Tips must be received:
- **Voluntarily** from customers or via tip-sharing / tip pools—not service charges unless the customer can modify or reject them. ([irs.gov](https://www.irs.gov/newsroom/treasury-irs-issue-final-regulations-listing-occupations-where-workers-customarily-and-regularly-receive-tips-under-the-one-big-beautiful-bill?utm_source=openai))
- In cash or cash-equivalent media (credit cards, gift cards, mobile payments etc.), **not** locked into a negotiable or automatic service fee scenario. ([irs.gov](https://www.irs.gov/newsroom/treasury-irs-issue-final-regulations-listing-occupations-where-workers-customarily-and-regularly-receive-tips-under-the-one-big-beautiful-bill?utm_source=openai))
- For self-employed, must be reported properly on correct forms and within the business income. ([irs.gov](https://www.irs.gov/newsroom/the-one-big-beautiful-bill-what-gig-economy-workers-should-know?utm_source=openai))
## How Much and When?
- Deduction amount for tax year 2025: up to **$25,000** per return for single or joint filers. ([irs.gov](https://www.irs.gov/newsroom/the-one-big-beautiful-bill-what-gig-economy-workers-should-know?utm_source=openai))
- If self-employed: limited to net business income before applying this deduction. ([irs.gov](https://www.irs.gov/newsroom/the-one-big-beautiful-bill-what-gig-economy-workers-should-know?utm_source=openai))
- The provision is effective for tax years **2025 through 2028**. ([irs.gov](https://www.irs.gov/newsroom/one-big-beautiful-bill-provisions-individuals-and-workers?utm_source=openai))
## Practical Examples
| Scenario | Eligible? | How Deduction Works |
|---|---|---|
| Bartender in a restaurant, earns $20,000 in tips (cash + credit card), files jointly, MAGI $80,000 | Yes | Deduct full $20,000 from taxable income |
| Salon worker self-employed, $30,000 in tips, net business income $25,000 | Yes, but deduction limited to $25,000 net business income |
| Gig economy driver (listed occupation), reports tips via 1099-K, MAGI $160,000 single | No, due to phase-out; gets partial deduction if MAGI under threshold |
| Automatic 18% service charge with no customer opt-out | Not qualified — service charge not voluntarily paid │|
## Actionable Steps:
1. Track all tip income rigorously and collect relevant Forms (W-2, 1099s, or Form 4137 for unreported tips).

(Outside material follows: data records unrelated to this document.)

PR #2350, opened 2021-06-10
Fix chrono_test.weekday on legacy glibc

phprus:
The weekday can be three chars long:

```
# cat /etc/SuSE-release
SUSE Linux Enterprise Server 11 (x86_64)
VERSION = 11
PATCHLEVEL = 3

# date
Чтв Июн 10 23:45:13 YEKT 2021
```


vitaut:
Good catch, thanks!

PR #2352, opened 2021-06-11
Fix invalid code and bad codegen (gcc, msvc)

DanielaE:
Found with tests in Windows when `__cplusplus` returns C++20

- `static constexpr var` is invalid within `constexpr` function.
- make lookup tables `static constexpr`
- instruct msvc to report the true value in `__cplusplus` in _some_ tests to improve test coverage and catch similar problems in the future

For details on codegen have a peek here: [https://godbolt.org/z/Evj57ra7r](https://godbolt.org/z/Evj57ra7r)
MSVC and gcc have similar code generation. The macro `LOCAL` toggles between old and new.


DanielaE:
Superseeded by #2353

PR #2356, opened 2021-06-14
Include test sources to pick up functions and classes from the module…

DanielaE:
… rather than from the non-modular library that's baked into the `test-main` library.

This avoids linker problems:
 - strong ownership model: missing linker symbols
 - weak ownership model: duplicate linker symbols


DanielaE:
I observed this linker problem for the first time when experimenting with this `consteval` in msvc.

test/module-test.cc
```diff
@@ -35,18 +35,41 @@
...
+#endif
+#ifndef _WIN32
+#  define FMT_RETRY_VAL(result, expression, error_result) \
+    do {                                                  \
+      (result) = (expression);                            \
+    } while ((result) == (error_result) && errno == EINTR)
+#else
+#  define FMT_RETRY_VAL(result, expression, error_result) result = (expression)
+#endif
+#define FMT_RETRY(result, expression) FMT_RETRY_VAL(result, expression, -1)
```
vitaut, line 53: Why is this copy-pasted here?

DanielaE: These 2 macros are defined in `os.h` which cannot be included because it would reintroduce parts of {fmt} into the TU with different linkage and/or mangling. Avoiding such problems is the whole point of the PR. Unfortunately, pieces of the library are used in the implementation of the test support facilities of the library itself.

vitaut: Copying `FMT_POSIX` is OK but I suggest inlining the retry loop (without the conditional compilation since it should work on Windows too) into the only place where it is used: https://github.com/fmtlib/fmt/blob/889bbf27a2fb258085de5e993e5907b3edeb4a40/test/gtest-extra.cc#L39

Also please remove this while at it:

https://github.com/fmtlib/fmt/blob/889bbf27a2fb258085de5e993e5907b3edeb4a40/test/gtest-extra.cc#L35-L37

DanielaE: Will do.

DanielaE:
The changes are incorporated, the PR is rebased onto HEAD

test/gtest-extra.cc
```diff
@@ -32,11 +32,10 @@ output_redirect::~output_redirect() FMT_NOEXCEPT {
...
 
 void output_redirect::flush() {
-#  if EOF != -1
-#    error "FMT_RETRY assumes return value of -1 indicating failure"
-#  endif
   int result = 0;
-  FMT_RETRY(result, fflush(file_));
+  do {
+    result = fflush(file_);
+  } while (result == -1 && errno == EINTR);
```
vitaut, line 38: Let's use EOF instead of -1 here.

DanielaE: Done

vitaut:
Thank you!

PR #2365, opened 2021-06-18
Fix bug in cmake join function

phprus:
CMake: 3.15.4

Master project cmake output:
```
-- Version: 7.1.4
```

Tests output:

```Start 20: add-subdirectory-test``` (cmake output):
```
20: Version: 7.1.4
```

```Start 21: static-export-test``` (cmake output):
```
21: Version: TRUE7.1.4
```


vitaut:
Thank you!

Issue #2368, opened 2021-06-21
Fix false linter errors for os.h in Visual Studio/VSCode


AidanSun05:
**The Problem:**
When using `fmt::file` and `fmt::output_file` with Visual Studio 2019 and Visual Studio Code on Windows, the linters in both yield the following errors because they can't find the required definitions:

![image](https://user-images.githubusercontent.com/61399657/122692280-14765900-d202-11eb-928d-f3de8f39dc11.png)

However, the actual compile succeeds. This is because a macro (`FMT_HAS_INCLUDE`) is disabled only when IntelliSense is linting, not when MSVC is compiling (this workaround is from a VS 2015 IntelliSense bug: #842). But disabling this macro in newer versions of VS is no longer necessary and leads to the errors mentioned above.

**The Proposed Fix:**
Change the definition of `FMT_HAS_INCLUDE` to:
```cpp
#if defined(__has_include) &&                                               \
    (!defined(__INTELLISENSE__) || (!FMT_MSC_VER || FMT_MSC_VER > 1900)) && \  // <== (CHANGED THIS)
    (!FMT_ICC_VERSION || FMT_ICC_VERSION >= 1600)
#  define FMT_HAS_INCLUDE(x) __has_include(x)
#else
#  define FMT_HAS_INCLUDE(x) 0
#endif
```

In addition to making a decision based on the absence/presence of IntelliSense, this revised code will also check if MSVC's version macro is above `1900` (the value corresponding to VS2015). This retains the original workaround while removing the false errors on newer VS versions.

Is this feasible and can this work in all cases? If so, will a PR be accepted? Thanks!

vitaut:
I can't tell if it will work in all cases but a PR is welcome and if it passes the CI it should be OK.

AidanSun05:
I have opened: #2370

PR #2370, opened 2021-06-21
PR followup for os.h false linter errors

AidanSun05:
This PR implements the changes proposed in issue #2368.

### DIFF
--- a/include/fmt/core.h
+++ b/include/fmt/core.h
@@ -64,7 +64,8 @@
 #  define FMT_HAS_FEATURE(x) 0
 #endif
 
-#if defined(__has_include) && !defined(__INTELLISENSE__) && \
+#if defined(__has_include) &&                             \
+    (!defined(__INTELLISENSE__) || FMT_MSC_VER > 1900) && \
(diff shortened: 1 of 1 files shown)


DanielaE (commented):
I suggest to squash all three commits into one to keep history clean.

AidanSun05:
Thanks for the suggestion @DanielaE - I have squashed the commits together.

include/fmt/core.h
```diff
@@ -64,7 +64,8 @@
 #  define FMT_HAS_FEATURE(x) 0
 #endif
 
-#if defined(__has_include) && !defined(__INTELLISENSE__) && \
+#if defined(__has_include) &&                                               \
+    (!defined(__INTELLISENSE__) || (!FMT_MSC_VER || FMT_MSC_VER > 1900)) && \
```
vitaut, line 68: I don't think we need the `!FMT_MSC_VER` check here because it will be covered by `!defined(__INTELLISENSE__)`.

AidanSun05: You are right, `!FMT_MSC_VER` is a redundant check. I have removed it.

vitaut:
Thanks

PR #2376, opened 2021-06-22
format: do not use udl_{arg,formatter} return types when UDL is not in use

zx2c4:
The udl_{arg,formatter} structs are only defined when `FMT_USE_USER_DEFINED_LITERALS` is set, so don't try to define things that return that struct when it's not defined.

Fixes https://bugs.gentoo.org/797406


vitaut:
Thank you!

PR #2382, opened 2021-06-23
Eliminate intel compiler warning

gsjaardema:
The intel compiler defines `__GNUC__`, but does not support the gcc `_Pragma`.  This PR filters out the intel compiler to avoid warnings about an unrecognized function.


vitaut:
Thank you!

Issue #2390, opened 2021-06-26
Add consteval format string checks for wide strings


alabuzhev:
`char`-strings are properly rejected, but the same `wchar_t`-strings are happily compiled.

Example:
```C++
#include <string>
#include <string_view>

#include <fmt/core.h>
#include <fmt/xchar.h>

using namespace std::literals;

int main()
{
    fmt::format(L"{:d}", L"I am not a number");
    fmt::format(L"{:d}"s, L"I am not a number");
    fmt::format(L"{:d}"sv, L"I am not a number");

    fmt::format("{:d}", "I am not a number");
    fmt::format("{:d}"s, "I am not a number");
    fmt::format("{:d}"sv, "I am not a number");
}

```

Godbolt:
https://godbolt.org/z/jKr43Tqfs

vitaut:
Yeah, compile-time checks are currently enabled for the `char` overloads only.

vitaut:
We also need to do this for function taking text styles.

vitaut:
This has been implemented in {fmt} v9.

PR #2392, opened 2021-06-26
#2390: consteval format checks for wchar_t and char8_t

alabuzhev:
Implements #2390.


vitaut:
Thanks for the PR but unfortunately this is a breaking change and will have to wait until the next major release.

alabuzhev:
Ok, should I recreate it at some point before the next major release or leave it with you?

vitaut:
I'm planning to do it for all core formatting functions.

PR #4048, opened 2024-07-02
Use posix call for fileno

re2zero:
Use FMT_POSIX_CALL for fileno function just like others.


vitaut:
Thanks for the PR but unfortunately we can't do this because fileno is often a macro.

PR #4050, opened 2024-07-03
Improve std::complex formatter

phprus:
Based on ideas: #4034

Implemented:
- dynamic width
- dynamic precision
- ``sign``, ``nan`` and ``inf`` handling

### DIFF
--- a/include/fmt/std.h
+++ b/include/fmt/std.h
@@ -631,33 +631,67 @@ struct formatter<std::atomic_flag, Char> : formatter<bool, Char> {
 #endif  // __cpp_lib_atomic_flag_test
 
 FMT_EXPORT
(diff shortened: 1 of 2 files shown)


phprus:
@vitaut
please, review this PR.

vitaut (approved):
Thanks for the PR. All looks good but I'll merge it a bit later not to interfere with the upcoming patch release.

phprus:
Current output ``(2+-2.2i)`` for ``complex<double>(2, -2.2)`` is a formatting error as I think.
Or is fix for this bug is not suitable to patch release?

vitaut:
I missed the fix part. Makes sense to include in the patch release then.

2. Verify that your occupation is included in the final regulation list effective June 12, 2026. ([irs.gov](https://www.irs.gov/newsroom/treasury-irs-issue-final-regulations-listing-occupations-where-workers-customarily-and-regularly-receive-tips-under-the-one-big-beautiful-bill?utm_source=openai))

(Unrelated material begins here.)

PR #4056, opened 2024-07-07
Support printing (const) volatile void*

### LINKED ISSUE #4049: can't print volatile void*
this is the same issue with std::ostream operator that will be fixed in C++23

3. If self-employed, maintain properly documented net income figures for the relevant business.
4. For joint filers, keep MAGI below phase-out thresholds if possible—or know what credits and deductions are impacted.
5. Plan timing: as tax year 2025 is already past, make sure deduction is claimed on the 2025 return filed in 2026.
## Why It Matters
For many lower- and middle-income workers whose income includes substantial tip support, this deduction can **significantly reduce taxable income**. It represents a shift toward acknowledging real income sources often overlooked in traditional tax planning. Gig workers, service industry staff, and side business operators are among the primary beneficiaries.